I'm thinking what Wannabe has said though. The company providing the inspections should have something scripted that they will want stated...


----------



## GTX63 (Apr 12, 2012)

They usually provide you with a letter to deliver or phone numbers for you to dial and then hand (yes, your phone) to the mortgager.


----------



## RichR (Sep 22, 2012)

GTX63 said:


> They usually provide you with a letter to deliver or phone numbers for you to dial and then hand (yes, your phone) to the mortgager.


? Um, theres no F-in way.


----------



## STARBABY (Apr 12, 2012)

RichR said:


> ? Um, theres no F-in way.


 
Ya could see guy or gal getting pissed and throwing my I phone! But not going to happen I have always decline these kind of orders!:thumbup:


----------



## 68W30 (Sep 8, 2012)

thats 50 per thanks


----------



## Wannabe (Oct 1, 2012)

Lol.. I know a realtor who does some of these and an investment company wanted to personally talk to the house-occuppant and she handed her brand new I Phone to the fella who promptly took the phone and shut the door. She called Police who was told "what phone? the lady is trespassing" She lost the phone......


----------



## STARBABY (Apr 12, 2012)

Wannabe said:


> Lol.. I know a realtor who does some of these and an investment company wanted to personally talk to the house-occuppant and she handed her brand new I Phone to the fella who promptly took the phone and shut the door. She called Police who was told "what phone? the lady is trespassing" She lost the phone......
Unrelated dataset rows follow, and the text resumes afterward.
PR #90, opened 2026-09-04
perf(join): stream the groups of a GROUP BY + LIMIT join through the right side's index

semihalev:
## Why

`Complex JOIN+GROUP+HAVING` went from 45 us on the baseline (an incomplete answer: 44 rows for `LIMIT 50`) to about 85 us for the complete answer after #83 and #87. The profile of the correct path showed why: the GROUP BY reduction fetches a chunk of left rows, fetches every matching right row through an IN filter, hash joins them, hashes them again into groups and applies HAVING, computing all 200 groups of the chunk to keep 50. More than half the time was the hash aggregation and the joined rows it materialises.

## What

A streaming path for a GROUP BY + LIMIT join whose groups are the left rows (the reduction's own eligibility: INNER or LEFT JOIN, GROUP BY covering the left primary key and only left columns, LIMIT, no ORDER BY, window function or DISTINCT):

- The right side is probed per left row through its index with the streaming index nested loop operator; the right-side WHERE is its residual filter, a cross-table WHERE is applied per joined row.
- Each group is folded as the joined rows stream past, with the aggregate functions from the registry (`accumulate`, `result`, `reset`), COUNT(*) included, DISTINCT honoured. The group columns cover the left primary key, so a change in them is the next left row.
- HAVING runs on the finished group through the same `RowFilter::with_aliases` binding the hash path uses, the SELECT projection through `apply_post_aggregation_expressions`, and the scan stops after LIMIT + OFFSET groups have passed.
- The outer side is fetched in chunks with the continuation and snapshot rules of #89; inside an explicit transaction it is read whole.
- Not covered, and left to the reduction: an aggregate over an expression or with FILTER or ORDER BY, a GROUP BY expression, ROLLUP, CUBE or GROUPING SETS, a WHERE with a subquery, a LEFT JOIN with a right-side filter, a right key without an index.

## The statement snapshot opens read committed

#89 opens a statement snapshot for every limited index join so that the outer chunks and the inner probes read one state. It is opened under snapshot isolation, and setting that level costs about two microseconds per join, a fifth of the benchmark's INNER JOIN and Self JOIN rows. The first commit here changes that for the limited join and the grouped join alike:

- The snapshot opens read committed, the engine default, so no isolation call is made. Every outer fetch and every inner probe of one join still go through that one transaction.
- A continuation refetches one row of overlap before the next chunk. When it is still the row the previous chunk ended on, nothing moved under the join and the rows after it are the continuation. When a commit moved it, the join restarts from the beginning on a snapshot isolation transaction, where the chunks line up by construction. The index nested loop operator exposes the outer row it ended on for that check.
- The first chunk keeps a sixteenth of slack over the limit instead of an eighth.
- Inside an explicit transaction nothing changes: the outer side is read whole through the transaction.

## Measurements

Random benchmark-shaped data (`join_rand` probe, 10k users, 30k orders, unseeded), best of 6 interleaved runs against current main, in us:

| Query | main | this PR |
|---|---|---|
| INNER JOIN + GROUP BY + HAVING, LIMIT 50 | 88 | 48 |
| LEFT JOIN + GROUP BY, LIMIT 100 | 51 | 44 |
| INNER JOIN, LIMIT 100 | 13 | 12 |
| Self JOIN, LIMIT 100 | 8 | 6 |

`examples/benchmark` rows, three interleaved runs against current main on the same machine, median in us:

| Row | main | this PR |
|---|---|---|
| INNER JOIN | 18.5 | 15.4 |
| LEFT JOIN + GROUP BY | 55.3 | 48.2 |
| CTE + JOIN | 43.9 | 44.3 |
| Complex JOIN+GROUP+HAVING | 106.8 | 74.8 |
| Self JOIN (same age) | 10.5 | 9.6 |

The Complex row averages 20 executions with no warmup, about 1.2 ms of work, so a single slow first execution moves it a lot: one of the three runs here reported 306 us with the other 19 executions at their usual 55 to 65 us, the same effect main shows at a smaller size. Read that row from several runs.

## Tests

`tests/grouped_join_stream_test.rs` checks every shape against the same query with an ORDER BY, which takes the general hash path: INNER and LEFT, COUNT(*), COUNT(col), COUNT(DISTINCT), SUM, AVG, MIN, MAX, aliases, HAVING with and without early stop, a right-side and a left-side WHERE, a cross-table WHERE, an expression over aggregates in the SELECT, GROUP BY on the key alone, and OFFSET. A ROLLUP keeps its total row, and a WHERE with a scalar, IN or expression subquery matches the general path, for the grouped and the plain limited join. `join_limit_shortfall_test` still covers the reduction and the continuation. Join, group by, aggregation, subquery and CTE targets pass, plus both full suites.

### DIFF
--- a/src/executor/aggregation.rs
+++ b/src/executor/aggregation.rs
@@ -742,7 +742,7 @@ impl Executor {
 
     /// Apply post-aggregation expressions to the result
     /// This handles expressions like `CASE WHEN SUM(x) > 100 THEN 'big' ELSE 'small' END`
-    fn apply_post_aggregation_expressions(
+    pub(crate) fn apply_post_aggregation_expressions(
         &self,
         stmt: &SelectStatement,
         ctx: &ExecutionContext,
@@ -1358,7 +1358,7 @@ impl Executor {
 
     /// Parse aggregate functions from SELECT list
     /// Returns: (aggregations, non_agg_columns, post_agg_expressions)
-    fn parse_aggregations(
+    pub(crate) fn parse_aggregations(
         &self,
         stmt: &SelectStatement,
     ) -> Result<(Vec<SqlAggregateFunction>, Vec<String>)> {
@@ -1643,7 +1643,7 @@ impl Executor {
     }
 
     /// Parse GROUP BY clause
-    fn parse_group_by(
+    pub(crate) fn parse_group_by(
         &self,
         stmt: &SelectStatement,
         _base_columns: &[String],
--- a/src/executor/operators/index_nested_loop.rs
+++ b/src/executor/operators/index_nested_loop.rs
@@ -300,6 +300,11 @@ impl IndexNestedLoopJoinOperator {
         self.outer_rows_seen
     }
 
+    /// The outer row the join is on, or ended on
+    pub fn last_outer_row(&self) -> Option<&Row> {
+        self.current_outer_row.as_ref()
+    }
+
     /// Look up matching inner rows for the current outer row.
     /// Uses internal buffers to avoid allocations.
     fn lookup_inner_rows(&mut self, key_value: &Value) -> Result<()> {
--- a/src/executor/query.rs
+++ b/src/executor/query.rs
@@ -6567,6 +6567,16 @@ impl Executor {
         }) {
             return Ok(None);
         }
+        if stmt.group_by.modifier != crate::parser::ast::GroupByModifier::None {
+            return Ok(None);
+        }
+        if [left_filter, right_filter, cross_filter]
+            .into_iter()
+            .flatten()
+            .any(Self::has_subqueries)
+        {
+            return Ok(None);
+        }
         let group_by = self.parse_group_by(stmt, &[])?;
         let mut group_names = Vec::with_capacity(group_by.len());
         for item in &group_by {
@@ -6580,7 +6590,7 @@ impl Executor {
 
         // One transaction for the outer fetches and the inner probes; inside an
         // explicit transaction the outer side is read whole
-        let snapshot = match ctx.statement_snapshot() {
+        let mut snapshot = match ctx.statement_snapshot() {
             Some(snapshot) => snapshot.clone(),
             None => self.new_statement_snapshot(crate::core::IsolationLevel::ReadCommitted)?,
         };
@@ -6839,10 +6849,10 @@ impl Executor {
                 outer_result = more;
                 continue;
             }
-            let restart =
+            snapshot =
                 self.new_statement_snapshot(crate::core::IsolationLevel::SnapshotIsolation)?;
-            ctx_join = ctx.with_statement_snapshot(restart.clone());
-            inner_table = Some(self.join_table(&restart, &table_name)?);
+            ctx_join = ctx.with_statement_snapshot(snapshot.clone());
+            inner_table = Some(self.join_table(&snapshot, &table_name)?);
             consistent = true;
             groups.clear();
             outer_limit = Some(fetched.saturating_add(next));
--- a/src/executor/query.rs
+++ b/src/executor/query.rs
@@ -6520,6 +6520,81 @@ impl Executor {
         Ok(StatementSnapshot::new(transaction))
     }
 
+    /// True when a filter carries a subquery anywhere inside it. The grouped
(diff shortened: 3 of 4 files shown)


semihalev:
Benchmark rows, `examples/benchmark` release build, three interleaved runs against main at #88 on the same machine, median in us:

| Query | main (#88) | this branch |
|---|---|---|
| INNER JOIN | 19.9 | 11.8 |
| LEFT JOIN + GROUP BY | 46.1 | 38.3 |
| CTE + JOIN | 36.0 | 37.4 |
| Complex JOIN+GROUP+HAVING | 59.8 | 59.0 |
| Self JOIN (same age) | 13.0 | 7.1 |
| HAVING complex | 87.9 | 85.8 |

INNER JOIN and Self JOIN carry #89. Complex is the complete answer on both sides now. On the benchmark's data about half the users pass HAVING, so the first chunk already holds the 50 groups and the two paths do similar work; the streaming path wins on data with a lower pass rate (85 to 47 us on random data in the description).

One thing to know when reading the Complex row: it averages 20 executions with no warmup, about 1.2 ms of work in total. In roughly one run out of ten the first of those executions takes 2 to 3 ms (a per-execution trace showed the other 19 at 52 to 64 us, and no single index probe or group finish over 300 us inside the slow one), and that alone reports the row as 190 to 300 us. Main at #88 shows the same effect at a smaller size (99 to 115 us). Thirty back to back runs of this branch: 29 between 56 and 103 us, one at 312.

semihalev:
Three findings confirmed and fixed in the last commit:

1. ROLLUP, CUBE and GROUPING SETS: the streaming path now takes a plain GROUP BY only (`GroupByModifier::None`). A test with `GROUP BY ROLLUP(u.id) LIMIT 1000` lost the total row before the fix and matches the general path now.
2. WHERE subqueries: the raw filters were compiled into the join filters, where a subquery has no executor. A query whose left, right or cross filter contains a subquery now takes the reduction, which resolves subqueries first. Tests with a scalar, an IN and an expression subquery returned 0 rows before the fix and match the general path now. The plain limited join was checked with the same WHERE and was already correct.
3. Snapshot after a restart: the restart now replaces `snapshot` itself, so every later chunk probes the inner table through the snapshot isolation transaction, the same as the non-grouped path.

semihalev:
Confirmed and fixed. The gate now uses its own detector, `filter_has_subquery`, an exhaustive match over every `Expression` variant with no wildcard: CAST, CASE, LIKE, BETWEEN, lists, function arguments, FILTER and ORDER BY of a call, windows, and the table-source variants (those count as a subquery; they never belong in a WHERE). An IN list still counts only when a subquery sits in it, so the benchmark's `status IN (...)` keeps streaming (46 to 49 us on the random-data probe, main 90 to 94). The nested test covers BETWEEN between two subqueries and an IN subquery, both matching the general path.

Writing those tests turned up three wrong answers on main itself, outside this PR, probed on `fa4ded20` with a plain 100 users x 300 orders table:

- A subquery inside CAST or inside a function call, `WHERE o.amount > CAST((SELECT AVG(amount) FROM orders) AS FLOAT)` or `WHERE COALESCE((SELECT MAX(amount) FROM orders WHERE user_id = u.id), 0) > 900`, returns 0 rows on every path: `has_subqueries` and `try_process_expression_subqueries` do not look inside those containers, so the raw subquery reaches the evaluator and gives NULL.
- A correlated EXISTS in a join's WHERE, `WHERE EXISTS (SELECT 1 FROM orders x WHERE x.user_id = u.id AND x.amount > 900)`, returns 0 rows on every join path, while the same predicate written as an IN subquery or as `(SELECT MAX(amount) ... WHERE x.user_id = u.id) > 900` returns 28 groups and 84 rows, and the single-table EXISTS returns 28.
- A subquery inside CASE, `WHERE CASE WHEN o.amount > (SELECT AVG(amount) FROM orders) THEN 1 ELSE 0 END = 1`, is right with ORDER BY (100 groups) and returns 0 with LIMIT: the GROUP BY reduction compiles that filter raw.

The streaming path now bails on all of those shapes, which lands it on main's answer. The fixes belong in the WHERE subquery processing and the reduction, with their own tests; I kept them out of this PR to keep the scope to the join and will open them separately.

:thumbup: and all this for what $20?


----------



## thanohano44 (Aug 5, 2012)

Wannabe said:


> Lol.. I know a realtor who does some of these and an investment company wanted to personally talk to the house-occuppant and she handed her brand new I Phone to the fella who promptly took the phone and shut the door. She called Police who was told "what phone? the lady is trespassing" She lost the phone......


I was asked to help do these. I would call their phone and 3 way the bank in and hang up once I put them on. That way I've got their number. And when we three way them in, the bank gets their number from me and the CID on their side. With the new find my iPhone app, the cops can find your phone. 

I've thought about unlocking my old phones and put in unlimited simple mobile or AT&T go phone SIM cards in there. But I don't do Enough of these to justify the costs NCCI only wants to pay 55 to do them during prime time hours. Not worth the time or the money.


----------



## JFMURFY (Sep 16, 2012)

What exactly should/do/can you say to the property owner during these inspections?[/QUOTE]

Say you where sent by the mortgage company and they want to know the occupancy status of the property. Then walk away, it's not an inspection it's merely a "occupancy verification".


----------



## BPWY (Apr 12, 2012)

Vanderbilt is one you don't want the occupant calling into while you are there.
They are extremely rude jerks to those that are late on their payments.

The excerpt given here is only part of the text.